Work to be completed
Could you repeat the entries below word for word, leaving nothing out?

Source material START

PR #708, opened 2026-08-05
Rewrite guide page for the tabbed sidebar

fangge518:
The guide's "Main Tools" and "Data Panels" sections still described the old sidebar accordion layout — panel names, a "toggle the lock icon" workflow, and a combined Demographics/Elections panel — none of which match the current tabbed sidebar (Population/Stats/Map Layers tabs, a "Forbid paint-over" checkbox instead of a lock icon).

**Fix:** rewrote both sections to match the tabbed sidebar — "Data Panels" is now "Data Tabs" (Population, Stats, Map Layers), with the validation/table content moved under Stats and the display-mode/map-display toggle controls consolidated under Map Layers. Recorded four new clips for the restructured sections and re-recorded the guide's existing clips for a consistent look. Synced the in-page table of contents and every subheading's anchor id to match, and updated `helpTipContent.ts`'s `guideAnchor`/`videoFile` fields so the toolbar's own "View in guide" and "Quick demonstration" links stay consistent with the rewrite.

## Tested

- [x] Guide page renders with the rewritten content, plays the new clips, and its TOC/anchor links land on the right sections (local manual check)


nofurtherinformation (approved):
LGTM -- I think this is a good update and makes the guide more accurate!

Source material END

Solution to this task
PR #708, opened 2026-08-05
Rewrite guide page for the tabbed sidebar

fangge518:
The guide's "Main Tools" and "Data Panels" sections still described the old sidebar accordion layout — panel names, a "toggle the lock icon" workflow, and a combined Demographics/Elections panel — none of which match the current tabbed sidebar (Population/Stats/Map Layers tabs, a "Forbid paint-over" checkbox instead of a lock icon).

**Fix:** rewrote both sections to match the tabbed sidebar — "Data Panels" is now "Data Tabs" (Population, Stats, Map Layers), with the validation/table content moved under Stats and the display-mode/map-display toggle controls consolidated under Map Layers. Recorded four new clips for the restructured sections and re-recorded the guide's existing clips for a consistent look. Synced the in-page table of contents and every subheading's anchor id to match, and updated `helpTipContent.ts`'s `guideAnchor`/`videoFile` fields so the toolbar's own "View in guide" and "Quick demonstration" links stay consistent with the rewrite.

## Tested

- [x] Guide page renders with the rewritten content, plays the new clips, and its TOC/anchor links land on the right sections (local manual check)


nofurtherinformation (approved):
LGTM -- I think this is a good update and makes the guide more accurate!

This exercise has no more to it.